··· Dataset content
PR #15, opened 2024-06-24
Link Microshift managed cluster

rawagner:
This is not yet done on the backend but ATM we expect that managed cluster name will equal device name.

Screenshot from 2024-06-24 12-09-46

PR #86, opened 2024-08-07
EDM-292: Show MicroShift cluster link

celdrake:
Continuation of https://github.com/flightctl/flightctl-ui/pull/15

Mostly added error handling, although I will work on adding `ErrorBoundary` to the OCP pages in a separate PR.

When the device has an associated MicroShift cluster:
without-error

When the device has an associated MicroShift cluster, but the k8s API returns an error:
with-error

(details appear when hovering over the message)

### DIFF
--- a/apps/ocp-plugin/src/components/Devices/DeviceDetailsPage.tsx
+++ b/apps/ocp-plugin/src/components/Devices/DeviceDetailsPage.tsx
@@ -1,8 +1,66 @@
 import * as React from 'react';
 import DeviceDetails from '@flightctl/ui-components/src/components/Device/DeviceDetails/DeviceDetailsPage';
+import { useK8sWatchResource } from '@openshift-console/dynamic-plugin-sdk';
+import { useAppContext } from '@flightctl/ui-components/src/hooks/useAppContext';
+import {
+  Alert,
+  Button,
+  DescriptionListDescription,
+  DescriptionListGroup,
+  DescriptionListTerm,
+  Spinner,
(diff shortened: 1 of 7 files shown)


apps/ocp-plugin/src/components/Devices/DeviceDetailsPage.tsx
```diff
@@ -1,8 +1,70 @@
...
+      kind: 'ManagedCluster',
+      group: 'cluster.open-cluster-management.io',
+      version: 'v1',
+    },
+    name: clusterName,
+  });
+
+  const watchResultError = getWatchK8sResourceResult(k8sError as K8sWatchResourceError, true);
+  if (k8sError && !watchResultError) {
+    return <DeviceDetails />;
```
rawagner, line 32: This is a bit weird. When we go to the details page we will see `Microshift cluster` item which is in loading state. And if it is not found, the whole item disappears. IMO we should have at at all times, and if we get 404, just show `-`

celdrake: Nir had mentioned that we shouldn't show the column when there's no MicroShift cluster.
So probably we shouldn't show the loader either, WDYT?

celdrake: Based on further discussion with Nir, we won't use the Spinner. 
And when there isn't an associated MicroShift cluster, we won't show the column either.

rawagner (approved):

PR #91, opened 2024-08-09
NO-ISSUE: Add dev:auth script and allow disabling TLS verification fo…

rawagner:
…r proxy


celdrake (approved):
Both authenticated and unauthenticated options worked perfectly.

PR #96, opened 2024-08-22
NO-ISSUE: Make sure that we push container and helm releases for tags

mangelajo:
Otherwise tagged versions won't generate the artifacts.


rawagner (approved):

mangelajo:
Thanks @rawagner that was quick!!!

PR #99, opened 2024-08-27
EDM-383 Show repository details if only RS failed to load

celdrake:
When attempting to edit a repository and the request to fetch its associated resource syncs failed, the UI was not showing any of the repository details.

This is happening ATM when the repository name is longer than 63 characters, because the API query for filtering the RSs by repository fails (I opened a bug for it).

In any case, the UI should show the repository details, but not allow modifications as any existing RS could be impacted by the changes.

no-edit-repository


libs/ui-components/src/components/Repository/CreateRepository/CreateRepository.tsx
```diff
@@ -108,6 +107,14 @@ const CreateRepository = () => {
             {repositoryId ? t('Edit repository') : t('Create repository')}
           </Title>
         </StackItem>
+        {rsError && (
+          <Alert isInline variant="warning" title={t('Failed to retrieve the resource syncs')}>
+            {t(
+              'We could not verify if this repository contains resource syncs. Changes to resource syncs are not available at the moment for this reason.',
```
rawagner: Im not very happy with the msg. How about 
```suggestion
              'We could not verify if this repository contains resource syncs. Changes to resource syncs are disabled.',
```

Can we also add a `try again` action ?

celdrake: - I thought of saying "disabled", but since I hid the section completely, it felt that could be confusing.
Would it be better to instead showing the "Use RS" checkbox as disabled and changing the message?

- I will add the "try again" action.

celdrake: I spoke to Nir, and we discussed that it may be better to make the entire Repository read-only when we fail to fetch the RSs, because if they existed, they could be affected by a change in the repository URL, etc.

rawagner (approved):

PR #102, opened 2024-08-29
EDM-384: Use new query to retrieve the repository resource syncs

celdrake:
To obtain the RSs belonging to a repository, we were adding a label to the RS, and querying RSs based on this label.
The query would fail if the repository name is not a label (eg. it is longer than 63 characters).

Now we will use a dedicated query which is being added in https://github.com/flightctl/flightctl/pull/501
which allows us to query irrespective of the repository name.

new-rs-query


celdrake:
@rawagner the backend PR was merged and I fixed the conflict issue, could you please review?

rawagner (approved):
······
| Directions |
Please copy the lines in the records above between the one holding "- I will add" and the one holding "EDM-384: Use new", inclusive, exactly and with no other line.

| Final answer |
- I will add the "try again" action.

celdrake: I spoke to Nir, and we discussed that it may be better to make the entire Repository read-only when we fail to fetch the RSs, because if they existed, they could be affected by a change in the repository URL, etc.

rawagner (approved):

PR #102, opened 2024-08-29
EDM-384: Use new query to retrieve the repository resource syncs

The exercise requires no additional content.